Mariage à trois : le couple est mort, vive le trouple !



 

« Nous allons révolutionner le couple » s’exclamait Jean-Paul Sartre avec ferveur au début des années 60. L’avant-gardiste libertaire ne pensait pas si bien dire : en ce début de mois de juin, la Colombie vient d’officialiser le premier mariage entre… trois hommes.

Reprenant l’argumentaire marxiste d’Engels, les partisans du polyamour estiment en effet que le couple n’est qu’une construction sociale bourgeoise et qu’à ce titre, pour se libérer de toute oppression, il faut aussi se libérer de cette structure réactionnaire. Ils invitent donc les individus à fonder des unions à plusieurs : trois, quatre, dix, vingt… Quand on aime, on ne compte pas. Mais ils ne se contentent pas de vivre leurs idylles dans l’intimité. Non, soutenus par les lobbys LGBTIQP et les partisans de l’égalitarisme, ils réclament à l’État les mêmes droits que les autres citoyens.

S’il est vrai que cela ne poserait aucun problème pour le droit fiscal ou notarial, on peut en revanche être plus inquiet pour ce qui a trait au mariage, celui-ci ouvrant droit à l’adoption, voire à la PMA/GPA (d’autant qu’il est, aujourd’hui, possible de concevoir un enfant à partir de trois ADN différents)… Je vous présente donc Lucas, adopté par ses quatre papas et ses trois mamans ; et voici Emma, conçue pendant un rapport entre deux de ses neuf parents, mais elle ne sait pas lesquels…

Le bon sens voudrait que l’on refuse de telles revendications. Mais, comme l’avaient prévu les partisans de la Manif pour tous, la loi Taubira, en ouvrant une jurisprudence, rend toutes ces revendications légitimes. Puisque l’on a nié l’aspect spirituel du mariage, puisque l’on a nié qu’il représente la cellule structurante initiale, puisque l’on nie la complémentarité homme-femme dans l’éducation, puisque l’on a dit qu’il suffisait « d’aimer l’enfant » pour devenir parents, puisque l’on a, justement, ouvert un « droit à l’enfant », comment l’État français pourrait-il refuser cette nouvelle revendication ?
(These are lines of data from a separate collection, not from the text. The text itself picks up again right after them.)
PR #11485, opened 2020-04-26
Parse eventual-send (tildot) syntax

### LINKED ISSUE #11348: Proper eventual-send (wavy-dot, aka tildot) support
## Feature Request

The only problem is wanting to land the new ["wavy-dot" eventual send syntax](https://github.com/tc39/proposal-wavy-dot) (currently stage1) in Babel.

Add and implement an `["eventualSend"]` parser option.

`babel-plugin-syntax-eventual-send` and `babel-plugin-proposal-eventual-send` would be the next steps.

I had a quick hack to get this working (without a clean factoring) in #10115.  This current proposal is to implement it the right way according to Babel conventions.

Enabling `babel-plugin-syntax-eventual-send` will enable the `"eventualSend"` parser plugin.  That will emit new nodes in alignment with the [proposed syntax](https://github.com/tc39/proposal-wavy-dot#proposed-syntax):

```js
// foo~.bar
{ type: "AdjectiveMemberExpression", adjective: '~', object: foo, property: bar, computed: false }
// foo~.[i]
{ type: "AdjectiveMemberExpression", adjective: '~', object: foo, property: i, computed: true }
// foo~.(...args)
{ type: "AdjectiveCallExpression", adjective: '~', callee: foo, arguments: args }
```

The reason for the `Adjective` prefix (and `adjective` property) is to enable future expansion into combinations of optional chaining with eventual send, for adjectives `'~?'` and `'?~'` (which yields a combinatorial explosion if another syntax proposal follows this pattern).

Secondly, a new `babel-plugin-proposal-eventual-send` will actually implement `AdjectiveCallExpression|AdjectiveMemberExpression` in terms of HandledPromise static methods, including the needed pipelining semantics of optimising a member followed by call as a "method", and rewriting `ExpressionStatement` expressions whose value is discarded as "send-only" methods.

Shout out to: @erights, @FUDCo, @kriskowal.
I'd appreciate feedback from: @loganfsmyth, @jridgewell

michaelfig:
| Fixed Issues?            | Fixes #11348
| Documentation PR Link    | 

This implements the parser changes described in #11348 to implement the stage1 TC39 eventual-send syntax proposal described in that issue.

I hope to land these changes soon, to experiment with plugins that use the tildot syntax.  When the proposal is more mature, we will make a new PR to merge the appropriate plugins.


nicolo-ribaudo:
Is the difference between `(a~.b).c` and `a~.b.c` observable?

michaelfig:
> Is the difference between `(a~.b).c` and `a~.b.c` observable?

No, it is not.

nicolo-ribaudo:
Ok, then we don't need the `eventual: boolean` property on `EventualMemberExpression`. For optional chaining, is needed to disambiguate between `a?.b.c` (two `OptionalMemberExpression`s, the inner one has `optional: true` and the outer one has `optional: false`) from `(a?.b).c` (one `OptionalMemberExpression` with `optional: true`, and one `MemberExpression`.

`a~.b.c` can be represented as an `EventualMemberExpression` and a `MemberExpression`.

michaelfig:
> Ok, then we don't need the `eventual: boolean` property on `EventualMemberExpression`.

Thanks for catching this.  I've updated accordingly.

> Also, since this PR is quite big, can we keep the transform implementation for a separate PR 🙏

You bet!

packages/babel-parser/src/parser/expression.js
```diff
@@ -556,6 +556,7 @@ export default class ExpressionParser extends LValParser {
   ): N.Expression {
     const state = {
       optionalChainMember: false,
+      eventualMember: false,
```
nicolo-ribaudo, line 559: Is this still used now that you have removed the `eventual` property from the AST?

packages/babel-generator/src/generators/expressions.js
```diff
@@ -139,6 +139,43 @@ export function OptionalCallExpression(node: Object) {
...
+    computed = true;
+  }
+  this.token("~.");
+
+  if (computed) {
+    this.token("[");
+    this.print(node.property, node);
+    this.token("]");
+  } else {
+    if (!node.optional) {
```
JLHwung, line 160: The `optional` property has been removed from AST so `!node.optional` is always `true`.

michaelfig:
I'll have to defer to @erights on these details.

> How does this proposal interact with optional chains? In `a?.b~.c.d`, are `~.c` and `.d` accessed when `a` is nullish? Or is it equivalent to `(a?.b)~.c.d`? Is there an operator to do `?.` and `~.` at the same time (e.g. `a?~.b`)?

> I think that this heavily affects the AST design.

Agreed.

> I looked at the proposal's README, and realized that my question was incomplete. Since `a~.b()` and `(a~.b)()` are different (from what I understood, they are `a.[[ApplyMethodSend]]('b', [])` and `a.[[GetSend]]('b')()`), we would probably need a new `EventualMemberCallExpression` node if we go with the current AST design.

I had been thinking that `EventualMemberExpression` and `EventualCallExpression` would be sufficient and that the equivalent of `EventualMemberCallExpression` could be introduced during the AST visitor after the parser is done.  That may not be the case.

packages/babel-parser/src/tokenizer/index.js
```diff
@@ -707,6 +707,22 @@ export default class Tokenizer extends LocationParser {
     }
   }
 
+  readToken_tilde(): void {
+    // '~'
+    const next = this.input.charCodeAt(this.state.pos + 1);
+    const next2 = this.input.charCodeAt(this.state.pos + 2);
```
JLHwung, line 713: Can you move `next2` inside the `next is dot` branch? So we don't introduce an extra lookahead when next is not dot.

packages/babel-parser/src/parser/expression.js
michaelfig: No, it isn't.  Thanks!

packages/babel-parser/src/types.js
```diff
@@ -537,6 +537,14 @@ export type MemberExpression = NodeBase & {
   computed: boolean,
 };
 
+export type EventualMemberExpression = NodeBase & {
```
JLHwung, line 540: w.l.o.g. I will take `EventualMemberExpression` as an example, likewise `EventualCallExpression`.

I am hesitant about the extra node type `EventualMemberExpression` and likely-in-the-future `EventualOptionalMemberExpression` / `OptionalEventualMemberExpression` given that optional chaining has reached stage 4.

The `wavy-dot` proposal introduces infix operators `~.` similar to optional chaining. I understand that it may seem reasonable to add a new node type, which is what we did in `OptionalMemberExpression`. Essentially `OptionalMemberExpression` is a `MemberExpression`. The introduction of the new node type `OptionalMemberExpression` is due to 1) the new optional semantic and 2) the short-circuit behaviour. The latter requires that a new node type has to be introduced because we need to know when the base is nullish, we should skip which parts of the whole optional chains.

`EventualMemberExpression` is also a `MemberExpression`. Similar to `OptionalMemberExpression`, it introduces new eventual semantics. Besides that I don't see there are extra behaviours which we should track on the AST level. Therefore I propose to add an `eventual: boolean` property to the existing `MemberExpression`

```js
interface MemberExpression <: Expression, Pattern {
  type: "MemberExpression";
  object: Expression | Super;
  property: Expression;
  computed: boolean;
  eventual: boolean;
}
```

Since the eventual semantic is additive, we can also add `eventual: boolean` once the proposal supports optional chaining.

nataraj3:
Who are you


Sent from my Samsung Galaxy smartphone.
-------- Original message --------From: Michael FIG <notifications@github.com> Date: 27/04/2020  07:49  (GMT+05:30) To: babel/babel <babel@noreply.github.com> Cc: Subscribed <subscribed@noreply.github.com> Subject: Re: [babel/babel] Parse eventual-send (tildot) syntax (#11485) 

@michaelfig commented on this pull request.



In packages/babel-parser/src/parser/expression.js:
> @@ -556,6 +556,7 @@ export default class ExpressionParser extends LValParser {
   ): N.Expression {
     const state = {
       optionalChainMember: false,
+      eventualMember: false,

No, it isn't.  Thanks!

—
You are receiving this because you are subscribed to this thread.
Reply to this email directly, view it on GitHub, or unsubscribe.
[
{
"@context": "http://schema.org",
"@type": "EmailMessage",
"potentialAction": {
"@type": "ViewAction",
"target": "https://github.com/babel/babel/pull/11485#discussion_r415465284",
"url": "https://github.com/babel/babel/pull/11485#discussion_r415465284",
"name": "View Pull Request"
},
"description": "View this Pull Request on GitHub",
"publisher": {
"@type": "Organization",
"name": "GitHub",
"url": "https://github.com"
}
}
]

packages/babel-parser/src/types.js
michaelfig: I'll remove for `EventualCallExpression` and `EventualMemberExpression`.  I think we still need `EventualMemberCallExpression`, which I would rename to `EventualSendExpression`.  I'll wait on that until you post your updated suggestion.

michaelfig:
> Who are you

I work with Mark S. Miller at Agoric.  If you need to know more than that, take it to keybase.io.

packages/babel-parser/src/types.js
michaelfig: Also, just a note:

`.?~` is sensible (only eventual-send if the lhs is not nullish), but `.~?` is not sensible (since eventual-send always returns a Promise, it cannot be nullish).

michaelfig: > Updates: As @nicolo-ribaudo points out `(a~.b)()` is `a~.b()` is not equivalent. So adding `eventual: boolean` is not enough. I will post an updated suggestion tomorrow. I am still negative on adding new node types.

@JLHwung have you had a chance to think about this?  I definitely want to implement the PR in the correct way, but am blocked until I get some design advice.

Thanks!

JLHwung: @michaelfig My approach is now based on the `ChainingExpression` approach proposed by ESLint team: See https://gist.github.com/JLHwung/6ec08a87e4da88874c50788c37d6fdf4 for detailed examples.

Note that this approach is tremendously different from current babel's approach and we will discuss if we will go for that path in the upcoming babel meetings. Before any decision is made, I would suggest we hold on a bit until more feedback from the AST shape of `wavy-dot`.

michaelfig: [From the above, I found estree/estree#204 which is long, but seems to be giving some traction to https://gist.github.com/mysticatea/5453e721892b9c5a621e445f5fcdf62f]

michaelfig: > @michaelfig My approach is now based on the `ChainingExpression` approach proposed by ESLint team: See https://gist.github.com/JLHwung/6ec08a87e4da88874c50788c37d6fdf4 for detailed examples.
> 
> Note that this approach is tremendously different from current babel's approach and we will discuss if we will go for that path in the upcoming babel meetings. Before any decision is made, I would suggest we hold on a bit until more feedback from the AST shape of `wavy-dot`.

@JLHwung, has this discussion settled?  If so, what does it mean for the kind of AST shape I should target?

michaelfig:
@nicolo-ribaudo and @JLHwung, I'd like to see this PR move forward again.  Would you be able to help me finish the AST design?

> > How does this proposal interact with optional chains?

Optional chains can short-circuit eventual sends.

> In `a?.b~.c.d`, are `~.c` and `.d` accessed when `a` is nullish?

They are short-circuited.  `a?.b~.c.d` when `a` is nullish is just `a`.

> Or is it equivalent to `(a?.b)~.c.d`?

`(a?.b)~.c.d` is implemented as `a?.b.[[GetSend]]('c').d` which when `a` is nullish results in `Promise.rejected(TypeError(`Cannot read property 'c' of undefined`)).d` which is just `undefined` since promises usually don't have a `d` property.

> Is there an operator to do `?.` and `~.` at the same time (e.g. `a?~.b`)?

Yes, we would like that.  `a?~.b` would result in `a` if `a` is nullish, otherwise `a~.b`.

Les hommes ont toujours connu la déviance et le libertinage. Or, ces hédonistes, très justement, vivaient cachés sans porter de revendications politiques. Mais maintenant que la situation a changé, et que chacun y va de son particularisme, il convient d’adopter une posture claire : l’État est une structure utilitaire, elle permet de faire perdurer l’esprit et la culture d’un peuple par l’action politique. À ce titre, il n’a vocation à reconnaître que des pratiques qui, si elles étaient généralisées, ne nuiraient pas à ce peuple.

Le polyamour est la négation de cet amour rendu exclusif par la promesse prononcée par les mariés devant l’autel, le polyamour est donc la négation du mariage. Et puisque le mariage fonde et structure notre société, alors le polyamour est la négation de notre société.